I didn’t realize until halfway through meal prep that I didn’t have enough room in the oven for my little green brassicas, as I was already roasting the squash and baking a loaf of bread.  Then it dawned on me that we have a toaster oven.  The toaster oven that I tried so hard to convince my husband we didn’t need, would never use, blah blah blah.  Because only college students use them, right?  Right?

I managed to get these prepared before Nina could shred them to pieces, like their poor companions scattered all over the kitchen floor

Out of any other options, I decided to pop them in and see what happened.  I’m so glad I was wrong.

In less than half the time needed in my convection oven, they were roasted to perfection.  (I’m still kicking myself for not taking a picture, because damn were they good)

Once the burgers were baking and the bread was cooling, it was time to make the corn.  The last bag of frozen sweet corn from this summer, mint from our back door garden, and just enough California olive oil to roast the heck out of these kernels.

caramelized and tossed with minced fresh mint

a whole wheat boule to round out the meal

All the main ingredients were SOLE – butternut  squash, red lentils, tomato chutney, sweet corn, mint, bread flour, brussels sprouts.  I’m so glad I had the energy to cook something!  As long as I remember to collect photographic evidence, I think I’m back on track for the rest of the Challenge.

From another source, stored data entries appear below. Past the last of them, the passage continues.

PR #3569, opened 2018-12-05
rust/dns: add v1 dns logging

jasonish:
Enabled v1 json dns logging for Rust enabled builds.

Previous PR:
https://github.com/OISF/suricata/pull/3566

Changes from last PR:
- Remove debug log line (logged as notice).

Redmine issue:
https://redmine.openinfosecfoundation.org/issues/2704

Suricata-Verify has been updated to test v1 json dns logging with Rust enabled builds:
- https://github.com/OISF/suricata-verify/pull/3

[PRScript](https://redmine.openinfosecfoundation.org/projects/suricata/wiki/PRscript) output (if applicable):
- PR jasonish-pcap: https://buildbot.openinfosecfoundation.org/builders/jasonish-pcap/builds/334
- PR jasonish: https://buildbot.openinfosecfoundation.org/builders/jasonish/builds/688

PR #3572, opened 2018-12-06
rust/dns: add v1 dns logging - v3

jasonish:
Previous PR: https://github.com/OISF/suricata/pull/3569

Changes from last PR:
- Fix Lua support functions to match that of C, allowing the dns-lua suricata-verify test to pass.

Redmine issues:
- https://redmine.openinfosecfoundation.org/issues/2730
- https://redmine.openinfosecfoundation.org/issues/2704

Suricata-Verify has been updated as well:
- https://github.com/OISF/suricata-verify/pull/4

- PR jasonish-pcap: https://buildbot.openinfosecfoundation.org/builders/jasonish-pcap/builds/335
- PR jasonish: https://buildbot.openinfosecfoundation.org/builders/jasonish/builds/689

### DIFF
--- a/rust/src/dns/log.rs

I didn’t fail at using SOLE ingredients, because that’s about all we have on hand.  However, since I’ve been feeling uder the weather since the second week of November and it hasn’t gotten any better, cooking a meal for my family has quickly devolved into 1) picking up take-out SOLE meals at the co-op, 2) throwing a bunch of stuff into a pot and calling it either a sauce or a soup, depending on texture and taste, or 3) letting my husband do all of the work (and then not having the courtesy to pay attention).  If I’d had the foresight to record any instances of numbers 1 or 3, they might have counted for the Challenge.  But I didn’t, so that’s a big fat fail! in my book.

The only good thing to come out of this is that I think I finally get how it feels for someone who doesn’t enjoy cooking, when they are faced with the prospect of preparing a meal for someone else.  And it sucks.